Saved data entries
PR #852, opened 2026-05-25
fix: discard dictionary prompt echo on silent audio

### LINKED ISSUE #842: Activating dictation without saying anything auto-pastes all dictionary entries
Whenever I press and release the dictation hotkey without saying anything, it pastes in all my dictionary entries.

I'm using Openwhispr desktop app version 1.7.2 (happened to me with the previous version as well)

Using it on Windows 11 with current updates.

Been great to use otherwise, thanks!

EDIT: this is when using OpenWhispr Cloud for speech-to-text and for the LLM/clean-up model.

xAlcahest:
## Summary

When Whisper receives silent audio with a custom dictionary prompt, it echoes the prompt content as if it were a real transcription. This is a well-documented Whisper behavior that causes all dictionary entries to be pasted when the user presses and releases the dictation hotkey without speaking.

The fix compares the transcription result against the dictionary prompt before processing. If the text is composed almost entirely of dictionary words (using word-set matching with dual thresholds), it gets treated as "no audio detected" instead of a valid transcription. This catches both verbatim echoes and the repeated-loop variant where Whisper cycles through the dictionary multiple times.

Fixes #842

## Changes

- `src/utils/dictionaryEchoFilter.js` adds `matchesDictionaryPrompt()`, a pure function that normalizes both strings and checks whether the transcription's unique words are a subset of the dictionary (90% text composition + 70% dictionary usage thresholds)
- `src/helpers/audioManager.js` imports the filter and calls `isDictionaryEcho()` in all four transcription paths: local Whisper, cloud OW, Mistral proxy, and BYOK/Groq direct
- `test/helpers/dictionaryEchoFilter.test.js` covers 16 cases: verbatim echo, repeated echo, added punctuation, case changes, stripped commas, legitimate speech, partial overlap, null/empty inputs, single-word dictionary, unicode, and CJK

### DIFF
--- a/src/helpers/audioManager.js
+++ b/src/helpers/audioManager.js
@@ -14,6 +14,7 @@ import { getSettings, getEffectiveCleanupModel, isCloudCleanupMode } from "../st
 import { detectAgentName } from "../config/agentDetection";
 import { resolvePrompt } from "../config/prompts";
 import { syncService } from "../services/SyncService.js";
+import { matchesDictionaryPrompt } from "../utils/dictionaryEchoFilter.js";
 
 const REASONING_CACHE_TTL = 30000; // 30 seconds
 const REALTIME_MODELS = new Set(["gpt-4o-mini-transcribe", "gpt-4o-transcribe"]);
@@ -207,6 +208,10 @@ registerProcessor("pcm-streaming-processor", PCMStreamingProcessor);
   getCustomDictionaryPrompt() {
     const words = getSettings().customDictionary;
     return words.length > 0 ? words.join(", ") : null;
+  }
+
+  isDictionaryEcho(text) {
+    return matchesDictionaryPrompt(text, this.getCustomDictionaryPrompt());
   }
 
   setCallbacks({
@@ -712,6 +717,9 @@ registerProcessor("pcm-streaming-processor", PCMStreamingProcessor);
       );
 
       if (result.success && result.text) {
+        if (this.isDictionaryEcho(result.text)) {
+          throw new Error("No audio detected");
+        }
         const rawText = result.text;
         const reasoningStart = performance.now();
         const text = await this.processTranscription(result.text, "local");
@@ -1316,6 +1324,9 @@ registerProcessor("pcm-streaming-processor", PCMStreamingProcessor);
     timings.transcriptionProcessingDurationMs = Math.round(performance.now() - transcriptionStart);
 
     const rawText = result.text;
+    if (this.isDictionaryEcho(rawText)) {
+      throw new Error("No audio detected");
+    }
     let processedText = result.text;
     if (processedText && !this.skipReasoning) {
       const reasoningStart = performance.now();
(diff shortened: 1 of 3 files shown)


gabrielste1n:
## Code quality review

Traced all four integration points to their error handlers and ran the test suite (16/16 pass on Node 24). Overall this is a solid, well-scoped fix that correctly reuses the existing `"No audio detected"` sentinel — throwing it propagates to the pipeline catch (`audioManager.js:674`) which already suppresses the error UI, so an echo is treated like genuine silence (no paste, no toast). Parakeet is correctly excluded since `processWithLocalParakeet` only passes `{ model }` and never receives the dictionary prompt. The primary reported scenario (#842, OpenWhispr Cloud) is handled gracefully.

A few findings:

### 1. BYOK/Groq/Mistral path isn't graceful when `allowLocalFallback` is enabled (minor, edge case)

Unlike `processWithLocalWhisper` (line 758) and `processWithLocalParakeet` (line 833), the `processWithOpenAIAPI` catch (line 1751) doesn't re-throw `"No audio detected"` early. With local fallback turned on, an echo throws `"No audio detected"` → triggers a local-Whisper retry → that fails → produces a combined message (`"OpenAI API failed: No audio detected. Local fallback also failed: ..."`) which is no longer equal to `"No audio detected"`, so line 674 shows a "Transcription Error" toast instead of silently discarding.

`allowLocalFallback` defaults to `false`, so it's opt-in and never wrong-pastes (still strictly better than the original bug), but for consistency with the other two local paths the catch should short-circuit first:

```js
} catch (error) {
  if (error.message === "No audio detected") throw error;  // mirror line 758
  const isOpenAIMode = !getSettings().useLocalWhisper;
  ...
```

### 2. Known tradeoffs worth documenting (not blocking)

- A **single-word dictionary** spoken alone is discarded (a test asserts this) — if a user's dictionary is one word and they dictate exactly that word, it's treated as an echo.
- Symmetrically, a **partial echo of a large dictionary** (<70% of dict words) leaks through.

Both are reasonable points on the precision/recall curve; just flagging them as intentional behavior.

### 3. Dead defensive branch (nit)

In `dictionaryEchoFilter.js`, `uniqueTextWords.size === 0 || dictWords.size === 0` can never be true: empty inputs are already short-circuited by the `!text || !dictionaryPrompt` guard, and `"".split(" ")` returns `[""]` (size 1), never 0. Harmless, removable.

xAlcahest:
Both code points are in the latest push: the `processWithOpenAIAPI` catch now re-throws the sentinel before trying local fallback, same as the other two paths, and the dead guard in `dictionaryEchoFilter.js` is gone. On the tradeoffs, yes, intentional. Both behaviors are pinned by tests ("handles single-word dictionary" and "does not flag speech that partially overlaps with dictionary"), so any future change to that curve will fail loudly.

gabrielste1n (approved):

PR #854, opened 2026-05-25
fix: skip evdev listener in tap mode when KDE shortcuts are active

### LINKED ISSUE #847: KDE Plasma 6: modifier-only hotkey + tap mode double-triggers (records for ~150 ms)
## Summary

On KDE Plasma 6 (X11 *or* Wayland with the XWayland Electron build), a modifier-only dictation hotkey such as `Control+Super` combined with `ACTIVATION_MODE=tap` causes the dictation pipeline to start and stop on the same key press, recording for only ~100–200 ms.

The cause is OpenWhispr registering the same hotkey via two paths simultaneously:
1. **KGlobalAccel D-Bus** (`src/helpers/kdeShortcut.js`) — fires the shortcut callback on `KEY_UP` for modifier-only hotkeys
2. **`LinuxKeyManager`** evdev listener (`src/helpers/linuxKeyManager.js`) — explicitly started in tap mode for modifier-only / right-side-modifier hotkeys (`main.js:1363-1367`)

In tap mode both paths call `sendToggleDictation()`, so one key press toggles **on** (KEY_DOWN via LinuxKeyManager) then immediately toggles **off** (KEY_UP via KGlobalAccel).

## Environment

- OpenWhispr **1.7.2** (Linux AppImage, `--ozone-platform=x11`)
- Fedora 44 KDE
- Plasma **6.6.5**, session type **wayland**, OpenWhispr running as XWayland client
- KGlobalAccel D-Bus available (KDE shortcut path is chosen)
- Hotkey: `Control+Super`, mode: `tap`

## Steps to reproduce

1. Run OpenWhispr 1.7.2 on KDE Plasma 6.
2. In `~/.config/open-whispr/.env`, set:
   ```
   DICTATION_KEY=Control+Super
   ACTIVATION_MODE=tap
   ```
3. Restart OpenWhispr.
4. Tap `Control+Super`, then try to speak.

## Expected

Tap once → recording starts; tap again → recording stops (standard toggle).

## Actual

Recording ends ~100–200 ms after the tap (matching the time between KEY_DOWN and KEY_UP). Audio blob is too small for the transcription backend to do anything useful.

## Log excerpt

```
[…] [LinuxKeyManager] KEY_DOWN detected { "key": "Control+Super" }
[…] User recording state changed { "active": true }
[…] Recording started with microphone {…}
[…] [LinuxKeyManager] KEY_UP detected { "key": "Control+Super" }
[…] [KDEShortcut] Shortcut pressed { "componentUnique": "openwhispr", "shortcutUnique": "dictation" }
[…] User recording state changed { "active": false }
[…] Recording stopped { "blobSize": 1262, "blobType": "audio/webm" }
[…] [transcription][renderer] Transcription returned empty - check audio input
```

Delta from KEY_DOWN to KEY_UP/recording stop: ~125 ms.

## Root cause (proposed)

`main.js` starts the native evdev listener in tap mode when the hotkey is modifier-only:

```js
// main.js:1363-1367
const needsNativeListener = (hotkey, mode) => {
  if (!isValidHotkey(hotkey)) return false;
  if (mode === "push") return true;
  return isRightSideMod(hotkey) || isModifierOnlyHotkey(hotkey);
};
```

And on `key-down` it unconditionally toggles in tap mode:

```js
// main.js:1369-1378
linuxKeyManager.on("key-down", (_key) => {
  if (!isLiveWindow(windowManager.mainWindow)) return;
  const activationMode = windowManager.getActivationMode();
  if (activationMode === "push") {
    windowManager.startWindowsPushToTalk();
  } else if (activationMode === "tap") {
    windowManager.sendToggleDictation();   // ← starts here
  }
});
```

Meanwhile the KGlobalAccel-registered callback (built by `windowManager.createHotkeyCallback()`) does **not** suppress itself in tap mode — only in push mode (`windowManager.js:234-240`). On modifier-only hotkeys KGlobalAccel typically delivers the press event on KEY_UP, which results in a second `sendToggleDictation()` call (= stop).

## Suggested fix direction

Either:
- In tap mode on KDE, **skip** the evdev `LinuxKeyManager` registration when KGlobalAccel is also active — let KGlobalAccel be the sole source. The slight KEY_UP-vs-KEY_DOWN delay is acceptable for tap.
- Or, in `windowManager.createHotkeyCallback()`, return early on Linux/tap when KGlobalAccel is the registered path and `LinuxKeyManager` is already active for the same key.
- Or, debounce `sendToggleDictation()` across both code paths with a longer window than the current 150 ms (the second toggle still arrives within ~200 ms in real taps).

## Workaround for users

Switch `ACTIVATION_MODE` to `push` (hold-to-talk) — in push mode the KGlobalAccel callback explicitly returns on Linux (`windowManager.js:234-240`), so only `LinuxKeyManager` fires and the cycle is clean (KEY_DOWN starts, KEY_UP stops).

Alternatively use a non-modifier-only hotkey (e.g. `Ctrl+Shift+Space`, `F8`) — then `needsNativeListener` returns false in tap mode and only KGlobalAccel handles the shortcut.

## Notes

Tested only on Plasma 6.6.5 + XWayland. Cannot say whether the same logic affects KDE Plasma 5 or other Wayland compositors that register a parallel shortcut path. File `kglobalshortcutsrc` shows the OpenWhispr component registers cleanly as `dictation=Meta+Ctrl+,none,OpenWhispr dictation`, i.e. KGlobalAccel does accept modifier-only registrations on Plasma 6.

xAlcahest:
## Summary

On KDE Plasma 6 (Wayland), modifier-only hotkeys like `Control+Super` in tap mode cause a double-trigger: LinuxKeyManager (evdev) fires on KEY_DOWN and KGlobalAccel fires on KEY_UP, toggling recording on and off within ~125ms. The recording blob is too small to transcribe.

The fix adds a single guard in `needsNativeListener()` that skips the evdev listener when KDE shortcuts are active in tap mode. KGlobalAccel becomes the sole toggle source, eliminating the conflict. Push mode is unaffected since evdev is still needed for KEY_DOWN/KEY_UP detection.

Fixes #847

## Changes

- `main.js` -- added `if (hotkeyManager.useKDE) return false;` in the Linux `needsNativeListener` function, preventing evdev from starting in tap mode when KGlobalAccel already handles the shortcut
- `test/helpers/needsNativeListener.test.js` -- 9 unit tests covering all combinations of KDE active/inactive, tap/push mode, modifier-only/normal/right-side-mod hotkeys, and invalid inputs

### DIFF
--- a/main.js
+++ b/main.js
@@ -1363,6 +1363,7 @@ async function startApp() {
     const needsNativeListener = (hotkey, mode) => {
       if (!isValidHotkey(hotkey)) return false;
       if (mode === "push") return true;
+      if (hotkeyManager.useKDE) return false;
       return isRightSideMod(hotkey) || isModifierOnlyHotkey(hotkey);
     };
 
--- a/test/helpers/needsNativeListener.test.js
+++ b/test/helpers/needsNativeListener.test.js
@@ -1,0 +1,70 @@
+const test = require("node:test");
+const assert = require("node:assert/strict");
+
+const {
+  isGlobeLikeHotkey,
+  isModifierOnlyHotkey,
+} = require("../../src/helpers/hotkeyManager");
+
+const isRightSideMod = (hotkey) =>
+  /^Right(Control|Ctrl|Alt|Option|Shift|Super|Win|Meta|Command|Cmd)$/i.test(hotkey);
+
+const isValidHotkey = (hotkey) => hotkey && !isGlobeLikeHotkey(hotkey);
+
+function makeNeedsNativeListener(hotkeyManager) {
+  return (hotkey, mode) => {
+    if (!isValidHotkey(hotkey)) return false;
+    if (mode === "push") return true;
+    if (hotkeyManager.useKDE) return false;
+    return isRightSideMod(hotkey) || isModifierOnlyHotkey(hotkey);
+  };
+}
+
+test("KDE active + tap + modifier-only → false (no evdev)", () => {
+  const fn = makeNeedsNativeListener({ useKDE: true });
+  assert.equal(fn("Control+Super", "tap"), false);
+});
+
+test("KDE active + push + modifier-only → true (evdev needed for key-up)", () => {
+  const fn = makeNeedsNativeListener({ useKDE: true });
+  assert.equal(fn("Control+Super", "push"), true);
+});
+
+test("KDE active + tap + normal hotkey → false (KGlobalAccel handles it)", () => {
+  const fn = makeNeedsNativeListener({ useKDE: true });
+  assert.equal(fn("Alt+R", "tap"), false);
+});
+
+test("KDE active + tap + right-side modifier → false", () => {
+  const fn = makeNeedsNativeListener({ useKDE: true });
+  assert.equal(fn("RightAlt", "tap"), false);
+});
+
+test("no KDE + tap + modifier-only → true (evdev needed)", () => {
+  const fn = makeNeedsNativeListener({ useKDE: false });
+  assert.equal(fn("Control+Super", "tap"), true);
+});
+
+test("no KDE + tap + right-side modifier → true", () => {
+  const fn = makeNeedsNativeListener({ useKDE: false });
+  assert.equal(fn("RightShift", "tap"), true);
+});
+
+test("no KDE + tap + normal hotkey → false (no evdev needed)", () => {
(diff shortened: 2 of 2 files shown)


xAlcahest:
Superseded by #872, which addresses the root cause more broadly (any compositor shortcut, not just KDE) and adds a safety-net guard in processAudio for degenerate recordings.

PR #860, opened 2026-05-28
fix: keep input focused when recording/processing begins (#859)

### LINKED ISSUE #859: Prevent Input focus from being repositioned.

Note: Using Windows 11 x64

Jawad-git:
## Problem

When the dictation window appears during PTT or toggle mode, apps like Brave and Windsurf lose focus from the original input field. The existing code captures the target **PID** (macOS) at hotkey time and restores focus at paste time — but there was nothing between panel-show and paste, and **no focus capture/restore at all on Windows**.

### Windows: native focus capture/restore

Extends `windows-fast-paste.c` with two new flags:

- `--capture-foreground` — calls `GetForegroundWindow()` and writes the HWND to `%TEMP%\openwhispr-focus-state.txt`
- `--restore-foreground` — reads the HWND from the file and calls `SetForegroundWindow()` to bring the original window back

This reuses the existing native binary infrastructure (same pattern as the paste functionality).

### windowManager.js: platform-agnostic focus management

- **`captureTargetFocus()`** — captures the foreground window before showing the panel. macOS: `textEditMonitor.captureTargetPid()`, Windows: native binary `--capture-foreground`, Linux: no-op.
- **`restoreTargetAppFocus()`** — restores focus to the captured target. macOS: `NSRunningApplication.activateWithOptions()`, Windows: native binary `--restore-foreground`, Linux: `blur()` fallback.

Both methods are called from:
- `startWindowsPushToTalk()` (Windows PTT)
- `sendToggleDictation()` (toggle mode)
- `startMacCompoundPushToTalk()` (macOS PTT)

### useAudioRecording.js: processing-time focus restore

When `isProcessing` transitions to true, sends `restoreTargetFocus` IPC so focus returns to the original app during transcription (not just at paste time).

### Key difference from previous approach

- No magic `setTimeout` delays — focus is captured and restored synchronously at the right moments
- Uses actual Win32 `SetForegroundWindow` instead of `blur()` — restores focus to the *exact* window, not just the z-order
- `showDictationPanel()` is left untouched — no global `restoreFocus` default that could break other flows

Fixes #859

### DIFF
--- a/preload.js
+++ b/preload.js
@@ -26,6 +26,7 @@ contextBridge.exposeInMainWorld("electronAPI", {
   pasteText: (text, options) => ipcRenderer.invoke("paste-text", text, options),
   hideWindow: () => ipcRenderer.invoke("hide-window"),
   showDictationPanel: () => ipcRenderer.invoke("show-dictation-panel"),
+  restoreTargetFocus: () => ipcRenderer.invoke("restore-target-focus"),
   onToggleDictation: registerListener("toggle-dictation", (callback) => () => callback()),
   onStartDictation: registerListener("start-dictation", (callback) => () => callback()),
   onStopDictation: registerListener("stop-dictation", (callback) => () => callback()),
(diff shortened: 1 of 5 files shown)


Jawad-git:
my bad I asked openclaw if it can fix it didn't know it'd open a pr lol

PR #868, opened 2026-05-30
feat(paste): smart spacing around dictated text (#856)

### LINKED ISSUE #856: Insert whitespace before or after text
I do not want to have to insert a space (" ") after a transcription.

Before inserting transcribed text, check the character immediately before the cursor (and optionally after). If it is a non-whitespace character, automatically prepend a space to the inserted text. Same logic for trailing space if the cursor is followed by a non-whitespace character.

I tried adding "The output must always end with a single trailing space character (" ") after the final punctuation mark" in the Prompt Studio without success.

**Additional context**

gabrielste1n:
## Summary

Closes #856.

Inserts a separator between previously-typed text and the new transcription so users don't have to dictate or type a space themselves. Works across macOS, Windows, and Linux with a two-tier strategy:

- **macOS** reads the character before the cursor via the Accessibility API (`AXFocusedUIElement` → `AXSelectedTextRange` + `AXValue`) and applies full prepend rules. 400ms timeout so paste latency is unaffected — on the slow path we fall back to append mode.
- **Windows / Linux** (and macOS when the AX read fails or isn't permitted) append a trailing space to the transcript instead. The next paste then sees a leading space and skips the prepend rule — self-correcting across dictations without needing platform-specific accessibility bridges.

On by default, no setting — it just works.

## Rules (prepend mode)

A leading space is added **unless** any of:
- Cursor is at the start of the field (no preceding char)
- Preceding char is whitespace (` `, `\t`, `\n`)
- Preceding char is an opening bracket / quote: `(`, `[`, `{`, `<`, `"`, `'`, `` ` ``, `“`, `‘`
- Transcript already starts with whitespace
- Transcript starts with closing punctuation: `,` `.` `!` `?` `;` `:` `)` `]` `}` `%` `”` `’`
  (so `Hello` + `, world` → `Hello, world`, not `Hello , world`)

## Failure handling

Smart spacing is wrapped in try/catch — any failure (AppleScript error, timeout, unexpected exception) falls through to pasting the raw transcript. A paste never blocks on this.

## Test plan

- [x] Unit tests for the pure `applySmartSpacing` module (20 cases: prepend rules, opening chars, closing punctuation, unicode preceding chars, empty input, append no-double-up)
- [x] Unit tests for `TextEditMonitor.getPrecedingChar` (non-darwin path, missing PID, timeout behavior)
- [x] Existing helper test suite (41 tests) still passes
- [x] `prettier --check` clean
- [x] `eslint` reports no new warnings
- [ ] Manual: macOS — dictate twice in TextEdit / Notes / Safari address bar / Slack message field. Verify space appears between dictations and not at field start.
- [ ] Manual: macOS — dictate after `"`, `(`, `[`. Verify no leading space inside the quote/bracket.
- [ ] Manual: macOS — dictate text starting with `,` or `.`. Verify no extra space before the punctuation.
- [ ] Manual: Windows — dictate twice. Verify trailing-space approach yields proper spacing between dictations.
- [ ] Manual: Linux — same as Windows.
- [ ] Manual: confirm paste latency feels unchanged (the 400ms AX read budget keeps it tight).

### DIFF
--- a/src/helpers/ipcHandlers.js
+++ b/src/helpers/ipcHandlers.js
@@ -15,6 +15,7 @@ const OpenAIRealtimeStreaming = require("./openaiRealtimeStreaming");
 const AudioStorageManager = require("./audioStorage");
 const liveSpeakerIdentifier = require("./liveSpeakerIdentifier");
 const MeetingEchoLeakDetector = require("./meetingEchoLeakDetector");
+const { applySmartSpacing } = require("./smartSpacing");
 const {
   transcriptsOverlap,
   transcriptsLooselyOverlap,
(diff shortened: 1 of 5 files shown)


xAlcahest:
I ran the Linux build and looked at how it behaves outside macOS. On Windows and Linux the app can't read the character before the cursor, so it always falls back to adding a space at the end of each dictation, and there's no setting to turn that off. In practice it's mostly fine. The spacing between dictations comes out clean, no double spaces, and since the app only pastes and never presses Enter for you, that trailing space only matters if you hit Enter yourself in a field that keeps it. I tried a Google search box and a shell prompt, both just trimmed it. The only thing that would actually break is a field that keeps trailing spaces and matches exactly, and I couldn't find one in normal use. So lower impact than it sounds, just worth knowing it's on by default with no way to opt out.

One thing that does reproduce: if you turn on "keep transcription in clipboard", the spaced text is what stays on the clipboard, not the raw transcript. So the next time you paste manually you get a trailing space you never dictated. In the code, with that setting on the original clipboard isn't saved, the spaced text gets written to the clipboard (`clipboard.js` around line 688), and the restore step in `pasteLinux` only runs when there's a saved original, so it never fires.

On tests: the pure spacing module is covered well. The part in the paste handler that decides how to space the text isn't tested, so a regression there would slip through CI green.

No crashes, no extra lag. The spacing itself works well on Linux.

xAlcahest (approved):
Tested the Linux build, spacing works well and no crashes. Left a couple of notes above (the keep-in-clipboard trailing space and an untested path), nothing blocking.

* **How to complete this task**: An exact copy of the lines above, from the one containing "Delta from KEY_DOWN" through the one containing "the same key.", is the whole of the answer.

* **Answer for this exercise**:
Delta from KEY_DOWN to KEY_UP/recording stop: ~125 ms.

## Root cause (proposed)

`main.js` starts the native evdev listener in tap mode when the hotkey is modifier-only:

```js
// main.js:1363-1367
const needsNativeListener = (hotkey, mode) => {
  if (!isValidHotkey(hotkey)) return false;
  if (mode === "push") return true;
  return isRightSideMod(hotkey) || isModifierOnlyHotkey(hotkey);
};
```

And on `key-down` it unconditionally toggles in tap mode:

```js
// main.js:1369-1378
linuxKeyManager.on("key-down", (_key) => {
  if (!isLiveWindow(windowManager.mainWindow)) return;
  const activationMode = windowManager.getActivationMode();
  if (activationMode === "push") {
    windowManager.startWindowsPushToTalk();
  } else if (activationMode === "tap") {
    windowManager.sendToggleDictation();   // ← starts here
  }
});
```

Meanwhile the KGlobalAccel-registered callback (built by `windowManager.createHotkeyCallback()`) does **not** suppress itself in tap mode — only in push mode (`windowManager.js:234-240`). On modifier-only hotkeys KGlobalAccel typically delivers the press event on KEY_UP, which results in a second `sendToggleDictation()` call (= stop).

## Suggested fix direction

Either:
- In tap mode on KDE, **skip** the evdev `LinuxKeyManager` registration when KGlobalAccel is also active — let KGlobalAccel be the sole source. The slight KEY_UP-vs-KEY_DOWN delay is acceptable for tap.
- Or, in `windowManager.createHotkeyCallback()`, return early on Linux/tap when KGlobalAccel is the registered path and `LinuxKeyManager` is already active for the same key.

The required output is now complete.